Canadian Manufacturing

HP books biggest ever quarterly loss at $8.9 billion

by The Canadian Press   

Manufacturing Hewlett-Packard HP IBM Profit revenue

HP's revenue sank five per cent from last year to $29.7 billion

SAN FRANCISCO—Technology giant Hewlett-Packard reported its largest quarterly loss ever and owned up to past mistakes that have left it scrambling to adapt to a shifting market.

The loss of US$8.9 billion didn’t come as a surprise: HP telegraphed the news earlier this month when it disclosed plans to take an $8 billion charge to reflect the shrinking value of Electronic Data Systems, a technology consulting service it bought for $13 billion in 2008.

The loss represented another mortifying setback for a 73-year-old company that once had the reputation for being a fountain of innovation and a great place to work.

HP’s revenue sank five per cent from last year to $29.7 billion, about $500 million below the projections of analysts polled by FactSet. It marked HP’s fourth consecutive year-over-year quarterly decrease in revenue.

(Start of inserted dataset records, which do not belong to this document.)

PR #391, opened 2021-08-24
feat: add a new step to the getting started

### LINKED ISSUE #277: Add a "upload a file" getting started option
Add a "upload a file" getting started option to the onboarding screen of web3.storage
image

 that immediately takes you to the files page (before creating any API token) so you can add your first file

image

jdiogopeixoto:
- Adds a new "upload your first file" step to the getting started section inside the `/account` page. It only shows up when the user hasn't uploaded any file.

image

- Adds a new information block to the `/upload` page.

image

- Adds (myself as) a new entry to the `wrangler.toml` file.

Closes #277


olizilla (changes requested):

Now, HP is struggling to reverse perceptions that it’s becoming a technological dinosaur bogged down in bureaucracy as it slashes its work force to help offset a downturn in revenue.

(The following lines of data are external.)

Issue #395, opened 2021-08-24
backups: write CAR uploads to S3


mikeal:
We have a lot of guarantees in our backend about replication across the IPFS cluster, and then asynchronously we have backups into Pinata, but there’s still the potential for us to lose data if there is a cluster wide issue in data that hasn’t made it to a Pinata backup.

On upload, we could write the CAR file to S3, perhaps keyed by a hash of the entire CAR file, and then we would just need to record that hash in the database for that upload.

We can go back and remove these once data is archived in enough Filecoin deals that we’re confident we don’t need them, but we can worry about that later, the first version of this can just leave them around until we decide to go through them.

mikeal:
we need to make sure any schema changes for this make it into the Postgres refactoring.

dchoi27:
Thanks for making this issue! Let's have a broader discussion with the team about whether this is the right backup solution.

PR #417, opened 2021-08-29
feat: storage backup

vasco-santos:
This PR adds storage backup per https://github.com/web3-storage/web3.storage/issues/395

In short, it sends each received file to S3 to work around possible failures, where we will keep it until we do not need a backup. This includes the following changes in the codebase:
- `POST /car`, `POST /upload` add the received file(s) to S3, keyed by its content hash (parallel with adding to cluster)
- added database collection to keep track of existing backups per upload
  - with support for adding deleted timestamp
  - though about a relation with content instead, but if we want to eventually return success if we can add the files to backup but not in cluster, we should not have the content created in the DB
- `createUpload` UDF updated to add received backupKeys to the upload
  - note that we support uploading directories, so this must receive an array

Assumptions:
- The implementation currently assumes we do not require backup configured for development. I find this to be the best alternative, given creating a personal account in AWS takes days to get it verified.
- Given we only use this for PUT (catastrophic events), and putting in a zone is also faster than the parallel ops (cluster.add + cluster.status) we don't currently need to put this in different zones to enhance faster GETs.
  - Either way, we will be storing the name of the bucket so that we can move this solution into a map of [cloudflare country region](https://developers.cloudflare.com/workers/runtime-apis/request#incomingrequestcfproperties) and S3 regions.
  - We will need to implement a custom solution for this, given there is not such map on npm as far as I can tell.

Possible improvements we can do in follow up PRs:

The company is counting on Meg Whitman, its third CEO in slightly more than two years, to be its saviour. While stressing she believes HP can still be great again, Whitman made it clear that it will be a long slog.

“Make no mistake about it: We are still in the early stages of a turnaround,” Whitman told analysts during a conference call.

Whitman, who became one of the world’s best-known chief executives during a decade-long stint running eBay Inc., has been shaking things up at HP by reorganizing divisions, ushering in new managers and slashing costs through the job cuts.

HP also had to absorb charges to cover severance payments for the first wave of the 27,000 workers it is jettisoning to dramatically reduce its expenses as its revenue shrivels. The company, which is based in Palo Alto, California, now expects to drop 11,500 employees from its payroll by the end of October, up from its previous target of 9,000. Another 15,500 employees will be let go through October 2014.

The cutbacks are driven by the rising popularity of mobile phones and tablet computers—devices that are reducing demand for personal computers.

That’s bad news for HP, which is the world’s largest maker of PCs and printers.

To cope with the upheaval, HP has been expanding into technology consulting, computer software, data storage and high-end servers made for companies and government agencies, a strategy similar to one used by one-time competitor IBM more than a decade ago. All those specialties are more profitable than the fiercely competitive PC market, but HP hasn’t been evolving rapidly enough to avoid an alarming deterioration in its financial performance.

If HP’s slump worsens, management warned it may have to register additional charges in the current quarter to account for trouble in other acquisitions. Without citing specifics, HP executives pointed to the company’s software operations as one area that could be lumped with a major accounting charge. That division includes Autonomy, a business software service that HP bought for $11 billion last year.